Non-Alcoholic Fatty Liver

Data suggest that easily one-third of all American adults have non-alcoholic fatty liver (NAFL), yet it is virtually never discussed in the media for the epidemic that it is—although scientific literature is rife with research examining this condition. For example, in 2,287 subjects from a multiethnic, large urban population sample, nearly one-third of all Americans had NAFL, with prevalence differing among ethnic groups: 45 percent in Hispanics, 33 percent in whites, and 24 percent in blacks.1 The higher prevalence in Hispanics was due to the higher incidence of obesity and insulin resistance. The prevalence of NAFL was also greater in men than women among whites (42 percent in men; 24 percent in women), but not in blacks or Hispanics. Likewise, in another study of 328 outpatients (18 to 70 years old) from an army medical center, NAFL was prevalent in 46 percent of subjects.2

In addition, there is a greater prevalence of NAFL among diabetics.

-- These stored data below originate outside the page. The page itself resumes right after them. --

PR #314, opened 2026-05-28
chore: modify comment in RecordBatch & add check in GenericRow

lszskye:
### Purpose
modify comment in RecordBatch & add check in GenericRow


lxy-9602 (approved):
+1

PR #315, opened 2026-05-28
fix: date validation reject invalid dates instead of silent normalization

dalingmeng:
### Purpose

 no linked issue:

`std::get_time` only validates field ranges (e.g., `tm_mday` in [1, 31]) but does not check actual date validity (e.g., Feb 29 in non-leap year, Apr 31). After parsing, `timegm`/`mktime` silently normalizes these invalid dates instead of returning an error:

- `StringToDate("2019-02-29")` → returns 17956 (2019-03-01) instead of error
- `StringToTimestampMillis("2023-02-30 00:00:00")` → returns 1677686400000 (2023-03-02) instead of error

This change adds post-normalization validation: after calling `timegm`/`mktime`, we compare `tm_mday` and `tm_mon` with the original values. If they differ, the input date was invalid and an error is returned.

This aligns with Java Paimon behavior, where `LocalDate.parse("2019-02-29")` throws `DateTimeParseException`.

### Tests

- `StringUtilsTest.TestStringToDateWithInvalidLeapYear` — verifies Feb 29 in non-leap year, Feb 30, Apr 31 are rejected; valid leap year date (2020-02-29) succeeds
- `StringUtilsTest.TestStringToTimestampMillisWithInvalidDate` — verifies Feb 30, Feb 29 in non-leap year, Apr 31 are rejected; valid leap year timestamp (2024-02-29) succeeds

### API and Format

No API or format changes.

### Documentation

No new features introduced.


src/paimon/common/utils/string_utils.cpp
```diff
@@ -140,8 +140,10 @@ Result<int32_t> StringUtils::StringToDate(const std::string& str) {
     if (ss.fail()) {
         return Status::Invalid(fmt::format("failed to convert string '{}' to date", str));
     }
+    int orig_mon = timeinfo.tm_mon;
+    int orig_mday = timeinfo.tm_mday;
     std::time_t time = timegm(&timeinfo);
```
lxy-9602, line 145: int -> int32_t

lxy-9602 (approved):
+1

PR #319, opened 2026-05-29
fix: fix ub in Blob

lszskye:
### Purpose
fix ub in Blob

### Generative AI tooling
Generated-by: Claude-4.7-Opus


lxy-9602 (dismissed):
+1

lxy-9602 (approved):
+1

PR #320, opened 2026-05-29
fix: Like::TestString to align with Java LIKE semantics

lxy-9602:
### Purpose

No Linked issue.

**Description:**

- Validate LIKE escape sequences like Java Paimon
- Treat trailing `\` and invalid escapes as errors
- Make `_` match one UTF-8 character instead of one byte
- Keep `%` matching any sequence
- Remove `alloca` and use `std::vector<bool>` instead

### Tests

- Add invalid escape sequence tests
- Add escaped `\` and `%` tests
- Add UTF-8 multi-byte `_` matching tests
- Add line terminator semantics tests

### Generative AI tooling
Aone Copilot (Claude)


src/paimon/common/predicate/like.cpp
```diff
@@ -16,79 +16,143 @@
...
+    std::vector<std::string> pat_chars;  // each element is a literal string segment or wildcard
     std::vector<bool> is_wild;
-    for (size_t i = 0; i < pattern.size(); ++i) {
-        if (pattern[i] == '\\' && i + 1 < pattern.size()) {
-            pat.push_back(pattern[i + 1]);
+
+    for (size_t i = 0; i < pattern.size();) {
+        if (pattern[i] == '\\') {
+            if (i + 1 >= pattern.size()) {
+                return Status::Invalid("Invalid escape sequence '" + pattern + "', " +
```
zjw1111: use `fmt::format` for message output

zjw1111 (approved):
+1

PR #323, opened 2026-06-01
fix: fix thread-safe problem for file store path factory

lucasfang:
### Purpose

N/A

This change fixes a thread-safety issue in `FileStorePathFactory` cache access paths.

- Protect cache reads/writes in `ToBinaryRow` and `GetPartitionString` with `std::shared_mutex`.
- Use read lock for fast-path cache hits and write lock for insertions, with double-check under write lock.
- Update API note to reflect that `GetPartitionString` is now thread-safe for concurrent calls.

### Tests

UT:
- `FileStorePathFactoryTest.TestConcurrentToBinaryRowAndGetPartitionString`
  - Runs 8 threads with 500 iterations per thread.
  - Concurrently calls `ToBinaryRow` and `GetPartitionString` and validates deterministic outputs.

Existing UTs in the same suite still pass for non-concurrent paths.

IT:
- N/A

### API and Format

No API behavior change for external callers, and no storage format/protocol change.

Internal update only:
- Added `cache_mutex_` (`std::shared_mutex`) to guard in-memory caches.
- Updated method comment for thread-safety semantics.

### Documentation

No new feature introduced. No documentation update required.

### Generative AI tooling


lxy-9602 (commented):
+1

zjw1111 (approved):
+1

This was in a study of 2,839 type 2 diabetic outpatients, where the unadjusted prevalence of NAFL was 69.5 percent, and increased with age: 74.6 percent among those aged 60 years or older.3 The age-adjusted prevalence for non-alcoholic fatty liver was 71.1 percent in men and 68 percent in women.3

Although nonalcoholic fatty liver is more prevalent in adults, it is still relatively common for children to have NAFL as well. A study conducted in San Diego county, California found that NAFL was present in 8.1 percent of an estimated 62,827 children age 2-19, adjusted for age and gender.4

Clearly, this under-recognized condition is of concern to a substantial percentage of the population. This article will introduce non-alcoholic fatty liver, its symptoms, prevalence, diagnosis and dietary supplements that may be used to promote healthy liver function.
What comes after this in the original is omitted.